The National Sports Daily
- Masthead of The National
- Type: Daily sports newspaper
- Format: Tabloid
- Owner: Emilio Azcárraga Milmo
- Founder: Emilio Azcárraga Milmo
- Publisher: Peter O. Price
- Editor-in-chief: Frank Deford
- Associate editor: Vince Doria
- Managing editor: Van McKenzie
- Founded: January 31, 1990
- Ceased publication: June 13, 1991
- Language: English
- Headquarters: New York City
- ISSN: 1052-1232

= The National Sports Daily =

Defunct American newspaper

The National Sports Daily, often referred to simply as The National, was a sports-centered newspaper published in the United States beginning on January 31, 1990. The newspaper was based in New York City, was printed in a tabloid format, and was published Monday through Friday. It ceased publication in June 1991.

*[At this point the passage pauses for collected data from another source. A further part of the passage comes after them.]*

PR #149, opened 2021-11-22
Skip music library selection if there's only one available during setup

### LINKED ISSUE #42: [Feature Request] Skip library selection when there's only one choice

rom4nik:
Fixes #42.
This might cause issues when user has one `music` library and one or more for audiobooks (of type `books` afaik), as the audiobook library wouldn't get selected. I see three solutions:
- Ignore this, as there's no explicit support for audiobooks in Finamp anyway (yet).
- Start with music library only and make user aware of selector in settings (#148). Maybe mention it in a toast?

The National was an American attempt to emulate the model of several international all-sports publications, such as La Gazzetta dello Sport (Italy), L'Equipe (France), and others. The paper was founded by Mexican-American media mogul Emilio Azcárraga Milmo, who had owned Mexican television conglomerate Televisa and whose family had founded Univision. Azcárraga was also the chief financier for the paper and used the success of the international sports papers as his inspiration for founding The National.

==Overview==
When The National was launched, it featured National Basketball Association superstars Michael Jordan, Magic Johnson, and Patrick Ewing on the first cover to represent the Chicago, Los Angeles, and New York media markets (where the paper was initially available). The cover price was 50 cents.

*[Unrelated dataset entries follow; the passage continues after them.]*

Issue #500, opened 2023-09-24
[Feature Request] Finamp-specific volume control


Venryx:
The songs in my library are apparently quite loud; to match the volume level I want, I need to put my system volume at ~5%.

This is a problem, because it means that then I cannot hear other apps with audio -- such as Google Maps for navigation, which I want to be able to hear alongside my music.

The solution would seem to be to add a volume control within Finamp's player specifically. Then I can reduce its volume enough that the system-level Media volume gives a good result for Finamp and Google Maps at the same time.

****

By the way, I notice there's a feature request for Replay Gain support: https://github.com/jmshrv/finamp/issues/468

That's good of course, but a volume control would still be needed to control the relative volume between Finamp and Google Maps. (or other use-cases, eg. android builds where it only provides ~10 system-level "volume ticks")

Chaphasilor:
Would you want to adjust this volume frequently or could it be somewhere in the settings? 🤔

Venryx:
For my particular use-case, having it in the settings would be "workable" -- although it does seem like something useful enough to be worth adding a little button for it. (eg. click the button, and it shows a vertical slider above it for volume)

Chaphasilor:
I'm thinking about adding this as part of adding volume normalization (#468). Basically, when enabling volume normalization, you could set a "target volume" which all tracks should have (on average)

Venryx:
> I'm thinking about adding this as part of adding volume normalization (#468). Basically, when enabling volume normalization, you could set a "target volume" which all tracks should have (on average)

That would be very nice indeed! Especially in contexts where ui interaction is difficult (eg. while driving), since it would (at least mostly) remove the need to change volumes for tracks.

Venryx:
> Sweet. Also, another question: You mentioned that you can't hear Google Maps announcements while Finamp is playing. Are both apps running on the same device? Finamp _should_ "duck" the volume if navigation apps are playing audio, if that's not working we could probably fix this in an even better way.

Well the problem is that my music tracks are just too loud, so that I have to set the overall system volume at almost the lowest setting; so even though Finamp "ducks" the volume when Google Maps speaks, the system volume is so low that it still makes the Google Maps voice uncomfortably quiet.

I know I could fix this by pre-processing the tracks to be quieter, but it would be really nice to not have to do that. (which is why your suggestion above about a volume normalization feature sounds great to me)

Chaphasilor:
[...]

PR #850, opened 2024-08-25
Add "Play On" receiver compatibility

pinsarda:
This is a very early shot at getting the playon feature from jellyfin to work with finamp.
For now this is a extremely rough draft to start working on the feature and getting rid of an annoying bug. Can only start songs without having media controls and need to enter the url manually.


Chaphasilor:
Thanks for getting this started, really looking forward to it!

So I managed to get this working a bit more reliably and generically some time ago, just pushed those changes :)  
The playback controls are now all shown, and Finamp registers support for all commands I could find. The important ones are already implemented too.  
I didn't work on the actual "play on" functionality though, so that's unchanged, meaning it works for the most part, but sometimes the wrong item is picked (e.g. selecting a specific track from an album will play the first track from the album instead). Ideally, this should work just like it works in Finamp, and make use of the same settings. So, if a single track is selected, depending on the Finamp settings it should either play just that track or start an instant mix from that track.

There are still issues with the websocket, it seems to get disconnected (or at least stops receiving messages) after a short while or certain commands. Haven't looked into that just yet.  
I also noticed when testing this out again that when logging into the server the websocket connection will fail until the app is restarted, because the connection is established before the URL and credentials are know. The initialization should therefore be delayed until setup is complete, or restarted after successfully logging into a server.

pinsarda:
The current implementation works very well on my phone, but can probably be a bit slow as I request each song individually instead of the whole album at once. I don't know if there's an easy way to do it better currently...

Chaphasilor:
Well just take a look at how the content of an album is fetched for the album screen :)  
It's just a matter of setting the parentID filter, I think.

pinsarda:
Yes I thought about that but this would introduce a bug when starting a playlist. The websocket just gives us ids of songs to play. It doesn't ask finamp to play an album or a playlist. This makes it hard to do it differently.

Chaphasilor:
Is there no way at all to differentiate from "where" the track was selected? I guess in that case all we can do is play just that one track (or start the instant mix, depending on settings), and nothing else.  
Is that also the case when you try to play an entire album or playlist? Does it only send us the first track, without any additional information?

pinsarda:
I don't think so, we just receive a list of ids, and optionally the index of the track selected if there was any. The current implementation does what you're proposing. If a specific track is selected, we only play this one or start instant mix. And if there's no precision on the starting index it queues the whole album/playlist. After testing it seems like the best possible behaviour to me.

pinsarda:
As discussed in https://github.com/jmshrv/finamp/issues/500 an internal volume controller will be implemented eventually, we'll rely on that instead of system wide volume.

Chaphasilor:
@Maxr1998 how did you approach this issue on the Android (TV) app? 🤔

Maxr1998:
Can't speak for Android TV, not even sure play on is supported there. On the Android app, we just wrap the web app so the handling is identical to that.

Komodo5197:
This seems like the server is giving us a list of song IDs to form the queue, which means the most similar piece of code is loadSavedQueue() in lib/services/queue_service.dart, so you can probably look at that for inspiration.  Most notably, you can make batch requests for up to 200 item IDs at once, which is significantly faster.  Also, I'm pretty sure the behavior of loading the single song or an instant mix is questionable.  We should be loading the whole id list from the server into the queue and just setting the initialIndex to what the server tells us to.

Chaphasilor:
@Komodo5197 the playing of a single track should only happen when the user selects a single track in the other client, and the API only gives us one ID. If we get multiple IDs, we should play all of them of course.

Thanks for the suggestion about the queue restore, that would make sense.  

However, my main concern was how to identify where these tracks are coming from, so we can show a proper queue source. If the user requests to play an album, I'd like Finamp to show which album is playing as the queue source name. Same for playlists, artists, etc. But it seems that info is simply not given to us, so we'll have to default to some generic ("Queued by Remote Device"?) name instead.

Komodo5197:
We are getting the full queue.  I click a track partway through an album on the web UI and finamp recieves {"MessageType":"Play","MessageId":"560c155a593a497e8bd047610f2e8e4a","Data":{"ItemIds":["46430779c8072941ed8f7e2ddafaebe4","f8ee032bb75db53c1c317c572e3e8814","fda9dba1e21b261bdb050efe5bd95bbb","4b0a4b5c756079eb8322860215fbe5fb","e012de5b9fb821a2258b6e91c9225459","ea8e6422f6266c453469e104e3e4b950","cbb922f4f858571b79dafa8da3578270","d891ee5acb57e58ca338df5518c8ce37","80ed7b24b4878c28a75e6234ff066bd6","ca4e6f99c7ad2bae487aaba0585f869c","d586e2361bab084b04872a4128507db8","67f19176d6582739abfd0678442b45de","c34b8e312fd99b7194d927c64a9700a9","c89368641479249da0b333c09ba1aa40","ba8ade9d002d8c40bae852531bcebba5","8ac7aa4480fa7fcaecf1d03a816431ed","22a0587b3018e44644924535542ace41","ca63bf02ba1a0bee484e2fb6e036d3e0"],"PlayCommand":"PlayNow","ControllingUserId":"de6a683bafb44247881bb62bf125f7e8","StartIndex":8}}.

There are also additional play commands 'PlayNext', corresponding to addToNextUp(), and 'PlayLast', corresponding to addToQueue().  Implementing those allows remote queue building that seems to match up with how the web client works.

Regarding queue source, it does indeed seem that we don't have this information in any form, and will need to use a generic header.

Also, I happen to still be running a 10.8 server, and to get this to work I had modify the ClientCapabilities to explicitly set supportsSync and supportsContentUploading to false, and remove the supported command "SetPlaybackOrder".

Chaphasilor:
Okay, thanks for taking a look. Haven't had a look at the code recently, but there are still instances where a single track is selected, e.g. when playing from a search result. In that case, the Instant Mix behavior should still apply, I think.

Interesting note about the 10.8 server. I also still have one of those lying around, I'll give it a try myself. Maybe the commands had a different name back then? I'd like to keep the playback order functionality if possible, but I'd also like to keep supporting 10.8.  
Maybe it's finally time to query the server info (version, name, etc.) on startup, and have some version-specific features. I guess feature detection is a hopeless endeavour with Jellyfin anyway...

Chaphasilor:
I gave the current version a try yesterday. It was working well at first, and I could see the queue, playback info, and control playback mostly fine. But later on I didn't manage to get the queue or even the playback info to show up anymore, even after restarting the app.  
I also encountered an issue where it seems like commands where being queued for some reason. I tried playing/pausing and sending a few other commands (including a message) through the web client to Finamp, which didn't have an effect. But then many minutes later I tried to pause playback (in Finamp directly), but it was resumed immediately. That happened a few more times, and then finally it actually did pause and stayed paused, and then the message appeared. Maybe there's a command waiting for a Future that never resumes, or something similar?

pinsarda:
For the first issue, it's weird I didn't experience it. I got the same bug regarding command queuing though, and got to the same conclusions as you without nailing it yet. I'll get back to it tomorrow and on thursday. I'll also adjust the code to have the behaviour proposed by @Komodo5197

pinsarda:
@Chaphasilor Couldn't spend as much time as I wanted on this, but as we guessed, using unwaited instead of await when executing the commands (expecially Pause, Unpause and PlayPause) completely fixes the issues I had with unresponsiveness after sending too many commands, and also makes everything smoother. Is it a bad practice to do so ? 
It definitely needs some more testing to be sure but now it seems to "just work" on my device. 
There's one remaining bug when seeking I have to fix. Jellyfin takes a bit of time to update the progress bar on the web client, because finamp doesn't report playback state directly.

Chaphasilor:
Hmm. It's good that we seem to have found the issue, but the best idea is probably to figure out why the play/pause futures don't resolve like they should.

Aside from that, will the websocket reconnect to the server after changing i.e. from WiFi to mobile data?

pinsarda:
Ok, I'll check further, I didn't see anything suspicious last time I checked the futures.
With my current setup (VPNs and stuff) I unfortunately can't check easily if the websockets reconnect when changing network, but I highly doubt it. Disconnecting and reconnecting wi-fi closes the connection. Changing this, as well as fixing the bug when connecting for the first time, is on my to do list

Chaphasilor:
Just wanted to note that the websocket connection should get disconnected when switching to offline mode, before I forget about it.

pinsarda:
There's an issue when using playlist, the songs are completely unordered. This is an upstream bug from jellyfin : https://github.com/jellyfin/jellyfin/issues/8885
I didn't look into the details just yet

Chaphasilor:
That's because the server sends us the raw track list instead of just the playlist ID, right? If there is an ID / some way to figure out which playlist is being requested, be could simply disregard the track list and fetch the playlist ourself?

pinsarda:
Absolutely, but the playlist id is not in the message received by the websocket unfortunately. Plus you have no way to even know if it's a regular album or a playlist being played (apart from checking if all the songs belong to the same album after fetching data). As you guessed, we only get a list of ids of songs to play and a starting index, that's it.
I have dirty workarounds in mind but I would rather have the bug fixed properly jellyfin side. And/or have the playlist/album id supplied directly in the websocket data, which would also be nice to populate the "playing from" label.

pinsarda:
In the last commit, I am not too sure about my "updateState" function in favoriteProvider, I couldn't find an other way to do it directly using riverpod's ref. It works but may be unnecessary to create this function.

lib/components/LoginScreen/login_flow.dart
```diff
@@ -120,6 +120,13 @@ class _LoginFlowState extends State<LoginFlow> {
                 connectionState: connectionState,
                 onAuthenticated: () {
                   Navigator.of(context).popAndPushNamed(ViewSelector.routeName);
+                  final jellyfinApiHelper = GetIt.instance<JellyfinApiHelper>();
+                  jellyfinApiHelper.updateCapabilities(ClientCapabilities(
+                    supportsMediaControl: true,
+                    supportsPersistentIdentifier: true,
+                    playableMediaTypes: ["Audio"],
+                    supportedCommands: ["MoveUp", "MoveDown", "MoveLeft", "MoveRight", "PageUp", "PageDown", "PreviousLetter", "NextLetter", "ToggleOsd", "ToggleContextMenu", "Select", "Back", "TakeScreenshot", "SendKey", "SendString", "GoHome", "GoToSettings", "VolumeUp", "VolumeDown", "Mute", "Unmute", "ToggleMute", "SetVolume", "SetAudioStreamIndex", "SetSubtitleStreamIndex", "ToggleFullscreen", "DisplayContent", "GoToSearch", "DisplayMessage", "SetRepeatMode", "ChannelUp", "ChannelDown", "Guide", "ToggleStats", "PlayMediaSource", "PlayTrailers", "SetShuffleQueue", "PlayState", "PlayNext", "ToggleOsdMenu", "Play", "SetMaxStreamingBitrate", "SetPlaybackOrder"],
```
Chaphasilor, line 128: I think we should have a getter/function in `playon_handler.dart` that generates these `ClientCapabilities`. So that the file that handles the commands also decides which commands are currently supported.  

We can also use the proper type for "Audio", `BaseItemDtoType.song`. I'm also wondering if some other types should be supported, like `MusicAlbum`, `MusicArtist`, `MusicGenre`, `Playlist`, and `AudioBook`. *Maybe* if those are supported the server will actually send us some information about the playlist or album being played, instead of just a list of tracks?

lib/services/playon_handler.dart
```diff
@@ -0,0 +1,245 @@
...
+  
+  Future<void> initialize() async {
+
+    // Turn on/off when offline mode is toggled
+    var settingsListener = FinampSettingsHelper.finampSettingsListener;
+    settingsListener.addListener(() async {
+      if (FinampSettingsHelper.finampSettings.isOffline) {
+        await closeListener();
+      } else {
+        await startListener();
```
Chaphasilor, line 44: we should probably check somewhere if we're already connected, otherwise we'll reconnect every time a setting is changed! And since volume is a setting, that might be causing issues...

Chaphasilor: Volume being a regular setting might be an issue in general. Any `Consumer` widget that uses `finampSettingsProvider` would rebuild on volume changes, not ideal...

pinsarda: Just patched the first problem. And I agreee about the last comment. What could we do instead ?

Komodo5197: Avoiding excess rebuilds is the purpose of all the select() statments and the subproviders.  So a lot of widgets should be fine, even with a setting that changes fairly often.  There's still a couple of widgets using the settings listner, which would update all the time, and but we should be generally getting rid of that.  We're already tracking things like loop mode and playback speed, so I wouldn't be too concerned adding volume.

lib/l10n/app_en.arb
```diff
@@ -942,6 +942,10 @@
   "@yourLikes": {
     "description": "Title for the queue source when the user is playing their liked tracks"
   },
+  "playon": "Remote client",
```
Chaphasilor, line 945: This isn't the translation for the play on feature, so let's call it `remoteClient` or even better `queueSourceRemoteClient` (or `queueSourcePlayOn` if you prefer that).  
And also, please use Title Case for this, that looks nicer in the UI :)  

Also, I just had an idea. On the player screen there's a "title" or type and a "subtitle" or item. Here's what I'm talkin about:
image
I think it might be good to only use the title, so that it says "Playing From Remote Client", with nothing (or an empty string) below it. What do you think?

Chaphasilor: (Unless that's already what's happening, haven't built the commit yet 😅)

Chaphasilor: Oh and you still need to adjust the translation for `playingFromType` and add a new case there, and you should add a new case (with simply a `break`) in `queue_source_helper.dart` :)

pinsarda: image
The last PR does this, is this what you had in mind ?

Chaphasilor: Even though I don't speak French, yes, I think that's what I meant :)

lib/components/PlayerScreen/queue_source_helper.dart
```diff
@@ -64,6 +64,7 @@ void navigateToSource(BuildContext context, QueueItemSource source) {
     case QueueItemSourceType.trackMix:
     case QueueItemSourceType.filteredList:
     case QueueItemSourceType.downloads:
+    case QueueItemSourceType.remoteClient:
```
Chaphasilor, line 67: I don't think we'll ever implement a source target for this. So let's move it further up and add a `break`, like for `nextUp` or `unknown`. Right now you put it into the fall-through case which creates a "Not yet implemented" snackbar...

lib/l10n/app_en.arb
```diff
@@ -964,7 +960,7 @@
   "@savedQueue": {
     "description": "Title for the queue source for tracks were previously in the queue before an app restart and have been reloaded"
   },
-  "playingFromType": "Playing From {source, select, album{Album} playlist{Playlist} trackMix{Track Mix} artistMix{Artist Mix} albumMix{Album Mix} genreMix{Genre Mix} favorites{Favorites} allTracks{All Tracks} filteredList{Tracks} genre{Genre} artist{Artist} track{Track} nextUpAlbum{Album in Next Up} nextUpPlaylist{Playlist in Next Up} nextUpArtist{Artist in Next Up} other{}}",
+  "playingFromType": "Playing From {source, select, album{Album} playlist{Playlist} trackMix{Track Mix} artistMix{Artist Mix} albumMix{Album Mix} genreMix{Genre Mix} favorites{Favorites} allTracks{All Tracks} filteredList{Tracks} genre{Genre} artist{Artist} track{Track} nextUpAlbum{Album in Next Up} nextUpPlaylist{Playlist in Next Up} nextUpArtist{Artist in Next Up} other{} remoteClient{a Remote Client}}",
```
Chaphasilor, line 963: Please try to always have the `other` case at the end, because it has special meaning and is essentially the `else` part

lib/services/playon_handler.dart
```diff
@@ -122,8 +122,13 @@ class PlayonHandler {
...
     }).listen((count) {
-      startListener();
-      _playOnHandlerLogger.info("Attempted to restart listener");
+      if (count < 24) { // We try to connect for two minutes before giving up
+        _playOnHandlerLogger.warning("Attempt $count to restart playon listener");
+        startListener();
+      } else {
+        _playOnHandlerLogger.warning("Stopped attempting to connect playon");
+        _reconnectionSubscription?.cancel();
+      }
```
Chaphasilor, line 128: This is fine for now, but once #1139 lands we can probably try to reconnect once the connection status changes.  
It would be a bit weird if we never tried again until a restart.  
Alternatively, after 24 counts you could increase the duration we wait, from 5 seconds to 30 or even 60 seconds, instead of completely giving up.

lib/services/playon_handler.dart
```diff
@@ -190,7 +191,22 @@ class PlayonHandler {
...
     if (request['MessageType'] != 'ForceKeepAlive' &&
         request['MessageType'] != 'KeepAlive') {
+
+      // Because the Jellyfin server doesn't notify remote client connection/disconnection,
+      // we mark the remote controlling as stale after 5 minutes without input as a workaround.
+      // This is particularly useful to stop agressively reporting playback when it's not needed
+      await _isControlledSubscription?.cancel();
       isControlled = true;
+      _isControlledSubscription =
+        Stream.periodic(const Duration(minutes: 5), (count) {
```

For his editor in chief, Azcárraga turned to veteran sportswriter Frank Deford. At the time of the forming of the paper, Deford was a writer for Sports Illustrated and an NPR contributor. He also had very little newspaper experience, especially where editing was concerned. Future ESPN executive Vince Doria was brought in to be executive editor.

Deford immediately set out to get what was referred to by Bill Simmons as a "murderer's row" of sportswriters to join The National. Deford said that hiring Atlanta Journal-Constitution sports editor Van McKenzie away from the paper was the "best thing he did" and was the linchpin for getting many of the writers who eventually signed up to write for The National interested. Once McKenzie was hired, he brought his auto racing writer Ed Hinton and investigative reporter and NFL analyst Chris Mortensen with him. Norman Chad, who was writing for The Washington Post at the time, was hired, as was New York Daily News writer Mike Lupica, Rocky Mountain News writer Jay Mariotti, Wrestling Observer Newsletter writer Dave Meltzer, The Dallas Morning News writer Ivan Maisel, The Boston Globe writer Leigh Montville, and various others. Tony Kornheiser considered taking a job with the National but decided to stay at The Washington Post.

===Problems===
The National used The Wall Street Journals printing and distribution network to publish separate editions in each time zone. However, this did not help matters. Problems arose almost from day one, as The National was not as widely circulated as expected. For the first few months, where the paper was being rolled out on a market-to-market basis, there was an expected circulation of 250,000 copies a day, eventually hoping to rise to 1,000,000 copies by 2001. The National also did not generate much in the way of advertising revenue as the publishers were unable to secure companies that were able (or willing) to purchase ad space. Furthermore, readers of The National could only receive the paper by purchasing it at retail outlets like newsstands and bookstores or in street boxes; the paper attempted to offer a home delivery subscription service but could not work out the logistics, and editor-in-chief Frank Deford noted that he had to cancel his own potential subscription account when everyone else on his street did.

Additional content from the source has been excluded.